Probably the best example of this is Pine Valley.
In March 1913, the following article appeared, written by Tillinghast;
Based on this article, are we now to assume that Harry Colt gets no credit for the golf course, or had nothing to do with the routing or hole internals? (p.s....Careful readers will note that Crump's group who was out there routing the course was called the "Construction Committee", exactly as Hugh Wilson's had been called at Merion)
Colt wouldn't even be at PV until some months later, and from the sounds of the article, a heckuva lot of work had already been done and a routing devised. By what you seem to be arguing about Robinson, should we simply make George Crump the sole designer of Pine Valley?
Of course not. In the following article, two months after that initial Seaview article, it's clear that Robinson did indeed get the help he was looking for and indeed, experts with prior experience did in fact lay out the course. Do you think it was Robinson who saw the need to create lots of width to adequately separate the holes, or Robinson who created such wild, undulating, large greens that virtually everyone saw them as somewhat unique and even surpassing what Travis had done at Garden City or Robinson who created tees 60-70 yards long to create lots of flexibility in the course on a windy site with many beginning vacationing golfer, or imported the grass seed from abroad?

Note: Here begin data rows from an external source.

PR #386, opened 2015-10-05
Bump System.Private.ServiceModel version to 4.1.0

iamjasonp:
Related to #385

In preparation for API changes to System.ServiceModel.Primitives and System.ServiceModel.NetTcp, we need to bump the minor version of System.Private.ServiceModel and wait for the nightly build to push out a new package

PR #411, opened 2015-10-12
Add X509Certificate-related APIs to System.ServiceModel.Primitives

iamjasonp:
Dependent on #386, where we bumped the version of System.Private.ServiceModel

Full API addition discussion is at #385

### DIFF
--- a/src/System.ServiceModel.Primitives/ref/System.ServiceModel.Primitives.cs
+++ b/src/System.ServiceModel.Primitives/ref/System.ServiceModel.Primitives.cs
@@ -4,7 +4,12 @@
 // Changes to this file must follow the http://aka.ms/api-review process.
 // ------------------------------------------------------------------------------
 
-
+namespace System.IdentityModel.Selectors {
+  public abstract partial class X509CertificateValidator {
+    protected X509CertificateValidator() { }
+    public abstract void Validate(System.Security.Cryptography.X509Certificates.X509Certificate2 certificate);
+  }
+}
 namespace System.ServiceModel
 {
     public partial class ActionNotSupportedException : System.ServiceModel.CommunicationException
@@ -1160,7 +1165,9 @@ namespace System.ServiceModel.Description
     {
         public ClientCredentials() { }
         protected ClientCredentials(System.ServiceModel.Description.ClientCredentials other) { }
+        public System.ServiceModel.Security.X509CertificateInitiatorClientCredential ClientCertificate { get { return default(System.ServiceModel.Security.X509CertificateInitiatorClientCredential); } }
         public System.ServiceModel.Security.HttpDigestClientCredential HttpDigest { get { return default(System.ServiceModel.Security.HttpDigestClientCredential); } }
+        public System.ServiceModel.Security.X509CertificateRecipientClientCredential ServiceCertificate { get { return default(System.ServiceModel.Security.X509CertificateRecipientClientCredential); } }
         public System.ServiceModel.Security.UserNamePasswordClientCredential UserName { get { return default(System.ServiceModel.Security.UserNamePasswordClientCredential); } }
         public System.ServiceModel.Security.WindowsClientCredential Windows { get { return default(System.ServiceModel.Security.WindowsClientCredential); } }
         public virtual void ApplyClientBehavior(System.ServiceModel.Description.ServiceEndpoint serviceEndpoint, System.ServiceModel.Dispatcher.ClientRuntime behavior) { }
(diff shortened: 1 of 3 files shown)


src/System.ServiceModel.Primitives/ref/System.ServiceModel.Primitives.csproj
```diff
@@ -2,7 +2,7 @@
 <Project ToolsVersion="4.0" DefaultTargets="Build" xmlns="http://schemas.microsoft.com/developer/msbuild/2003">
   <Import Project="$([MSBuild]::GetDirectoryNameOfFileAbove($(MSBuildThisFileDirectory), dir.props))\dir.props" />
   <PropertyGroup>
-    <AssemblyVersion>4.0.1.0</AssemblyVersion>
+    <AssemblyVersion>4.1.0.0</AssemblyVersion>
     <OutputType>Library</OutputType>
```
roncain: Isn't this 4.1.0 change already merged?  Or am I looking at an old PR?

iamjasonp: This is the change to System.ServiceModel.Primitives. The previous change was to System.Private.ServiceModel :smile:

src/System.ServiceModel.Primitives/ref/project.json
```diff
@@ -13,6 +13,8 @@
     "System.Reflection": "4.0.0",
     "System.Net.Primitives": "4.0.0",
     "System.Security.Principal": "4.0.0",
+    "System.Security.Cryptography.X509Certificates" : "4.0.0-beta-*",
```
iamjasonp: Is depending on -beta- okay? (Main discussion, see #385)

@weshaggard, @ericstj

ericstj: Adding -beta is fine and expected for contracts that are still under development.  You won't be able to mark this stable until X509Certificates is stable, but that's expected to happen at the same time: ASP.NET v5 RTM.  Assuming you don't plan to ship a stable version of this contract before then, go ahead.

iamjasonp:
@immol, this PR should interest you for API review

zhenlan:
Everything looks consistent with desktop .NET except X509CertificateValidator. I understand why you end up with what you have in this PR (as configuration is not supported here), but it will be good if we can get confirmation from @weshaggard for X509CertificateValidator. Other than that, this LGTM.

iamjasonp:
@roncain, I was able to cleanly build and run tests on this, but I couldn't do the package gen (it failed with some obscure error). Could you assist?

weshaggard:
From an API review prospective it would be good to understand if this is just a subset of APIs that are in desktop or if this has new APIs that don't exist on desktop. If it is just a subset then we just need to ensure it is the right subset. If it is new APIs then we have to figure out our story for rationalizing them with desktop.

src/System.ServiceModel.Primitives/ref/System.ServiceModel.Primitives.cs
```diff
@@ -4,7 +4,12 @@
 // Changes to this file must follow the http://aka.ms/api-review process.
 // ------------------------------------------------------------------------------
 
-
+namespace System.IdentityModel.Selectors {
+  public abstract partial class X509CertificateValidator {
+    protected X509CertificateValidator() { }
+    public abstract void Validate(System.Security.Cryptography.X509Certificates.X509Certificate2 certificate);
+  }
+}
```
roncain: Is there any issue introducing this abstract class that is a subset of the one Desktop?  The Desktop version also implements ICustomIdentityConfiguration.

weshaggard: There isn't an issue as long as it is a pure subset. You can essentially hide members or interfaces/base types but you cannot introduce new members without having to figure out a plan.

The one question I would have with this type is that is isn't part of ServiceModel. It is part of IdentityModel so I'm not sure if it bellows in ServiceModel.Primitives. How critical is it for the scenario you are trying to accomplish?

mconnew: It is very important. Without this type, customers can't do their own custom certificate validation. On desktop, outside of WCF the only place this class is used is in System.IdentityModel.dll itself.

iamjasonp: System.IdentityModel and System.ServiceModel were tightly coupled starting in 3.0, so most of the security and identity bits live in IdentityModel. We don't have an IdentityModel contract though, hence why it's being exposed in this manner.

weshaggard: If we ever needed to expose the rest of that type what do you guys think we would do? Would we add the rest of it into S.SM.Primitives contract? Or would we create another IdentityModel contract and have it be a dependency of S.SM.Primtives and type forward this type into there? I just want to make sure we think about what we would do with this in the future.

mconnew: The rest of the class that isn't included are a single instance method used by the configuration system on desktop (so we wouldn't include that), and static properties or methods to provide validators with specific implementations (e.g. None). I believe those should have their current behavior evaluated and would possibly be superseded by a newer implementation with a different behavior as certificate validation criteria has moved on a bit since the code was originally written. At that point, we would likely have more classes we would want to add to a new IdentityModel contract and we would type forward this class, likely with no changes.

weshaggard: Sounds good. Thanks @mconnew.

iamjasonp:
Closed via #429. Thanks all for your comments and feedback!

Using your terminology, Robinson was a "complete novice", having never done any work of this type before. Why would you suddenly shift your philosophy and suddenly believe that a rich guy with expensive tastes like Clarence Geist would have his "monument to himself" designed by someone with no experience in the art?
Wouldn't he have turned to an "expert", particularly one who was a close personal friend, and who had just designed and built what was acclaimed as the best course in Philadelphia and who had studied both architecture and agronomy in the words of Max Behr, "like no one before him (them)"?
Of course he would. All of the subsequent articles, including this detailed one that followed two months later, tell us who the "experts" were, and Wilson himself tells us he used Fred Pickering for construction at Seaview.
I think I'm being fair in saying that the course that opened at Seaview was a "Wilson/Robinson" course, because I'm definitely a believer in giving credit to the person put in charge of projects, whether they are simply providing high-level oversight, or detailed assistance. But, we don't know for sure who did what, do we? Which is why we have to look at these things comprehensively, and weigh all the evidence at hand, and give our best judgments, and see what others think.
I certainly think I'm being more fair than all of those early writers who quickly cited Wilson and quickly forgot whatever Robinson's contributions were to Seaview.
Finally, I think it's interesting to note how the different papers in those articles treated their subjects. Hugh Wilson in 1913 would have been well-known among golf cognescenti in Philadelphia, but not far beyond view of William Penn's hat. E.K. Bispham was a familiar socialite at the shore, vacationing and playing out of Cape May Golf Club with his wife in many of the mixed tournaments. Geist was from Chicago and would have been known well in both Philly and Atlantic City.
The mention of Hugh Wilson only seems to be in the Philadelphia papers. In the Atlantic City article the reference was to "experts", and in the Chicago Tribune article is simply says "one of the best golf architects", which gave some credence to Geist's project without having the local readership rubbing their temples saying, "Hugh WHO"?